Your instructions ▸ Lines to restate from the data below: from the one containing "added aria-label to FAB/BaseButton" to the one containing "- added some", both included. Give them again exactly, and only them.
Data Start Marker
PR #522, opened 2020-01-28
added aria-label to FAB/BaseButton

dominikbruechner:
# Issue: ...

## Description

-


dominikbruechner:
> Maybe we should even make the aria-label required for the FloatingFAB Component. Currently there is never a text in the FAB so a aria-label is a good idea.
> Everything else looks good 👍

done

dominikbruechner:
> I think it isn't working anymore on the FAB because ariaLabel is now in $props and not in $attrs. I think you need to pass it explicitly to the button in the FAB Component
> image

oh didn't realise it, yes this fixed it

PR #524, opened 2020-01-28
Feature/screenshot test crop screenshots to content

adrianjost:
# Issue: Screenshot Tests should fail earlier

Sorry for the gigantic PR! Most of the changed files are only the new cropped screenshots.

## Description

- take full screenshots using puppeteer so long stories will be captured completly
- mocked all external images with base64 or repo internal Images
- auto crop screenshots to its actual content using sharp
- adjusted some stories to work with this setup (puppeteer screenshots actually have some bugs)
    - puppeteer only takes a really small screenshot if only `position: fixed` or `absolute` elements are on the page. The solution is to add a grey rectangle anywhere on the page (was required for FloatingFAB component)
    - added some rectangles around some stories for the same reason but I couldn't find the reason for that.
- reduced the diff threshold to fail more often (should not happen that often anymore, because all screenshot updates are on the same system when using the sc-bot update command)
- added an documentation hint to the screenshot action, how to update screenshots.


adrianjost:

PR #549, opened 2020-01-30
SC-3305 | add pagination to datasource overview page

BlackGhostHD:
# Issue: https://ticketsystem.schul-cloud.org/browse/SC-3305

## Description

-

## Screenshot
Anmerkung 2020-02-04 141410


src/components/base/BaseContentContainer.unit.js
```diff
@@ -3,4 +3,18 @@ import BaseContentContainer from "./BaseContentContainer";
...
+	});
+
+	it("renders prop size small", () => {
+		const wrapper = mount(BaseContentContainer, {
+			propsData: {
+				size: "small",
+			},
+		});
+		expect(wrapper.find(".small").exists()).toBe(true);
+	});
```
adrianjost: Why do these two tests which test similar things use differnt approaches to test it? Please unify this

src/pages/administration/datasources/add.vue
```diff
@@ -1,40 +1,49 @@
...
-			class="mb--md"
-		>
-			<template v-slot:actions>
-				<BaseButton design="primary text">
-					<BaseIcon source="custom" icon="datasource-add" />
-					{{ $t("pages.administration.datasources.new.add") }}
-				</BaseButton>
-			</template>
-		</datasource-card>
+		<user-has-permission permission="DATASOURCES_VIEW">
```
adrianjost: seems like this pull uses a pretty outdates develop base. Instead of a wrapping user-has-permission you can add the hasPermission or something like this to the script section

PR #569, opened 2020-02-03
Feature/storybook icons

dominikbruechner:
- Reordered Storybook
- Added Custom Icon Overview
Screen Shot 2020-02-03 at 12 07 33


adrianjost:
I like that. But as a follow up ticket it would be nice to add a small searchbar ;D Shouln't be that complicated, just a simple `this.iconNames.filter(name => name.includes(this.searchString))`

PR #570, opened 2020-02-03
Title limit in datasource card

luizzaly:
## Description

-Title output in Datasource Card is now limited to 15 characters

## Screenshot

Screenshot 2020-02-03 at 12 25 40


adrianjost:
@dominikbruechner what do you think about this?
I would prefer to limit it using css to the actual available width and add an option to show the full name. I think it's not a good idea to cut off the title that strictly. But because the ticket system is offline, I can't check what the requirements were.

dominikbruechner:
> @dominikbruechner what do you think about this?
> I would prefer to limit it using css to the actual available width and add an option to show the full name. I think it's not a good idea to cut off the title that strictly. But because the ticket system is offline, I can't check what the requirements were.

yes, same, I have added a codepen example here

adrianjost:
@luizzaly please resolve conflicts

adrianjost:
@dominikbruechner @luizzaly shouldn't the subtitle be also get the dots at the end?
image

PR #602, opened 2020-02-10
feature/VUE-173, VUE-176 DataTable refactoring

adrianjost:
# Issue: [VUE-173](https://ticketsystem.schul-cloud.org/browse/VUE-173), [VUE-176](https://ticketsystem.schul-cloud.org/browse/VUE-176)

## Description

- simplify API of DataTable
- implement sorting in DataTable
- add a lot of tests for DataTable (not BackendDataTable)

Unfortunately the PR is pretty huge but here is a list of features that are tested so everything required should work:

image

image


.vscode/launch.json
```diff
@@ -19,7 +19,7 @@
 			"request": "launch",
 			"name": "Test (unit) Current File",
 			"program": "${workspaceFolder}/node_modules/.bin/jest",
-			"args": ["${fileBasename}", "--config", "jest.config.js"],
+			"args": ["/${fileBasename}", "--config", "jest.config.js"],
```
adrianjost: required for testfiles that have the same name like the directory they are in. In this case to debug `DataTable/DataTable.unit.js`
Data End Marker
Result below ▸
added aria-label to FAB/BaseButton

dominikbruechner:
# Issue: ...

## Description

-


dominikbruechner:
> Maybe we should even make the aria-label required for the FloatingFAB Component. Currently there is never a text in the FAB so a aria-label is a good idea.
> Everything else looks good 👍

done

dominikbruechner:
> I think it isn't working anymore on the FAB because ariaLabel is now in $props and not in $attrs. I think you need to pass it explicitly to the button in the FAB Component
> image

oh didn't realise it, yes this fixed it

PR #524, opened 2020-01-28
Feature/screenshot test crop screenshots to content

adrianjost:
# Issue: Screenshot Tests should fail earlier

Sorry for the gigantic PR! Most of the changed files are only the new cropped screenshots.

## Description

- take full screenshots using puppeteer so long stories will be captured completly
- mocked all external images with base64 or repo internal Images
- auto crop screenshots to its actual content using sharp
- adjusted some stories to work with this setup (puppeteer screenshots actually have some bugs)
    - puppeteer only takes a really small screenshot if only `position: fixed` or `absolute` elements are on the page. The solution is to add a grey rectangle anywhere on the page (was required for FloatingFAB component)
    - added some rectangles around some stories for the same reason but I couldn't find the reason for that.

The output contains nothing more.